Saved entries
● ● ● ● ● ● ●

PR #213, opened 2020-08-31
Moving group-related tests to ManifoldTests

mateuszbaran:
This will be useful in https://github.com/JuliaManifolds/FunManifolds.jl/pull/10 .


kellertuer:
Seems reasonable, maybe formatter run is missing?

mateuszbaran:
Yes it is, there is also a weird failure on nightly.

mateuszbaran:
It looks like there was another change to printing recently: https://github.com/JuliaLang/julia/pull/37085 .

kellertuer:
Good to know – if we encapsulate those tests further, as I started for one of them, this would automatically be correct (though I don't completely remember where I did that ;)).

PR #214, opened 2020-09-03
Embed for Euclidean

mateuszbaran:
`Euclidean` already has `project`, so it could also have `embed`.


kellertuer (approved):
For sure. This is nice to have.

Issue #158, opened 2020-04-09
Add overloads for Base.in


sethaxen:
The following overloads would be nice for syntactic convenience:

```julia
Base.in(M::Manifold, p) = is_manifold_point(M, p)
Base.in(TS::TangentSpaceAtPoint, X) = is_tangent_vector(TS.fiber.manifold, TS.point, X)
```

e.g. a user could write `[1, 0, 0] ∈ Sphere(2)` or `[0.5, 0.5, 0.5] ∈ ProbabilitySimplex(2)`

kellertuer:
Should be documented and implemented within `ManifoldsBase` – but it's a very neat idea!

mateuszbaran:
Nice idea! The second method, though, can't currently be implemented in `ManifoldsBase` (it doesn't have `TangentSpaceAtPoint`, although it perhaps should be in `ManifoldsBase`).

sethaxen:
> Nice idea! The second method, though, can't currently be implemented in `ManifoldsBase` (it doesn't have `TangentSpaceAtPoint`, although it perhaps should be in `ManifoldsBase`).

Perhaps. Though that would require fibers and a few other things being migrated over, right? This method is more for completeness, `TangentSpaceAtPoint` is a bit long to write out, and one might as well call `is_tangent_vector`. Where I would see it being useful is if one wanted to check many vectors against a tangent space, and then they would create one of these and then use `in` many times for brevity.

mateuszbaran:
It wouldn't be that much to migrate. Just `VectorBundleFibers`, `VectorSpaceAtPoint` and a few constants and methods. I think this should be done at some point anyway (although it could wait until we see how vector bundles should interact with bases).

sivapvarma:
I would like to take this up. I like the idea behind the project and it would be cool to have all of manopt functionality in a Julia package.

What is the current consensus on what should be moved and add to `ManifoldsBase`.

kellertuer:
There's https://github.com/JuliaManifolds/Manopt.jl which moved to using ManifoldsBase recently. It will cover Swarm-Optim and LRBFGS soon(ish), too.

sivapvarma:
My idea was to start by adding the overloads seth mentioned in this issue to ManifoldsBase.

Since the discussion above points to others things that should be moved like `VectorBundleFibers`, `VectorSpaceAtPoint`, I want to see if there is a clear consensus on what should be moved from here to ManifoldsBase

[...]

PR #215, opened 2020-09-07
Implement Base.in for manifold point and tangent vector tests

kellertuer:
Solves #158 and beautifies Tangent Space at point prints.

By the way: Is there a reason, we do not use `TangentSpace(M,p)` for the tangent space at point?


src/manifolds/VectorBundle.jl
```diff
@@ -472,6 +472,11 @@ function get_vectors(M::VectorBundleFibers, p, B::CachedBasis)
 end
 Base.@propagate_inbounds Base.getindex(x::FVector, i) = getindex(x.data, i)
 
+function Base.getproperty(TpM::TangentSpaceAtPoint, sym::Symbol)
```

● ● ● ● ● ● ●

Exercise objective. Repeat the full set of records exactly.

Response to this exercise.
PR #213, opened 2020-08-31
Moving group-related tests to ManifoldTests

mateuszbaran:
This will be useful in https://github.com/JuliaManifolds/FunManifolds.jl/pull/10 .


kellertuer:
Seems reasonable, maybe formatter run is missing?

mateuszbaran:
Yes it is, there is also a weird failure on nightly.

mateuszbaran:
It looks like there was another change to printing recently: https://github.com/JuliaLang/julia/pull/37085 .

kellertuer:
Good to know – if we encapsulate those tests further, as I started for one of them, this would automatically be correct (though I don't completely remember where I did that ;)).

PR #214, opened 2020-09-03
Embed for Euclidean

mateuszbaran:
`Euclidean` already has `project`, so it could also have `embed`.


kellertuer (approved):
For sure. This is nice to have.

Issue #158, opened 2020-04-09
Add overloads for Base.in


sethaxen:
The following overloads would be nice for syntactic convenience:

```julia
Base.in(M::Manifold, p) = is_manifold_point(M, p)
Base.in(TS::TangentSpaceAtPoint, X) = is_tangent_vector(TS.fiber.manifold, TS.point, X)
```

e.g. a user could write `[1, 0, 0] ∈ Sphere(2)` or `[0.5, 0.5, 0.5] ∈ ProbabilitySimplex(2)`

kellertuer:
Should be documented and implemented within `ManifoldsBase` – but it's a very neat idea!

mateuszbaran:
Nice idea! The second method, though, can't currently be implemented in `ManifoldsBase` (it doesn't have `TangentSpaceAtPoint`, although it perhaps should be in `ManifoldsBase`).

sethaxen:
> Nice idea! The second method, though, can't currently be implemented in `ManifoldsBase` (it doesn't have `TangentSpaceAtPoint`, although it perhaps should be in `ManifoldsBase`).

Perhaps. Though that would require fibers and a few other things being migrated over, right? This method is more for completeness, `TangentSpaceAtPoint` is a bit long to write out, and one might as well call `is_tangent_vector`. Where I would see it being useful is if one wanted to check many vectors against a tangent space, and then they would create one of these and then use `in` many times for brevity.

mateuszbaran:
It wouldn't be that much to migrate. Just `VectorBundleFibers`, `VectorSpaceAtPoint` and a few constants and methods. I think this should be done at some point anyway (although it could wait until we see how vector bundles should interact with bases).

sivapvarma:
I would like to take this up. I like the idea behind the project and it would be cool to have all of manopt functionality in a Julia package.

What is the current consensus on what should be moved and add to `ManifoldsBase`.

kellertuer:
There's https://github.com/JuliaManifolds/Manopt.jl which moved to using ManifoldsBase recently. It will cover Swarm-Optim and LRBFGS soon(ish), too.

sivapvarma:
My idea was to start by adding the overloads seth mentioned in this issue to ManifoldsBase.

Since the discussion above points to others things that should be moved like `VectorBundleFibers`, `VectorSpaceAtPoint`, I want to see if there is a clear consensus on what should be moved from here to ManifoldsBase

[...]

PR #215, opened 2020-09-07
Implement Base.in for manifold point and tangent vector tests

kellertuer:
Solves #158 and beautifies Tangent Space at point prints.

By the way: Is there a reason, we do not use `TangentSpace(M,p)` for the tangent space at point?


src/manifolds/VectorBundle.jl
```diff
@@ -472,6 +472,11 @@ function get_vectors(M::VectorBundleFibers, p, B::CachedBasis)
 end
 Base.@propagate_inbounds Base.getindex(x::FVector, i) = getindex(x.data, i)
 
+function Base.getproperty(TpM::TangentSpaceAtPoint, sym::Symbol)
```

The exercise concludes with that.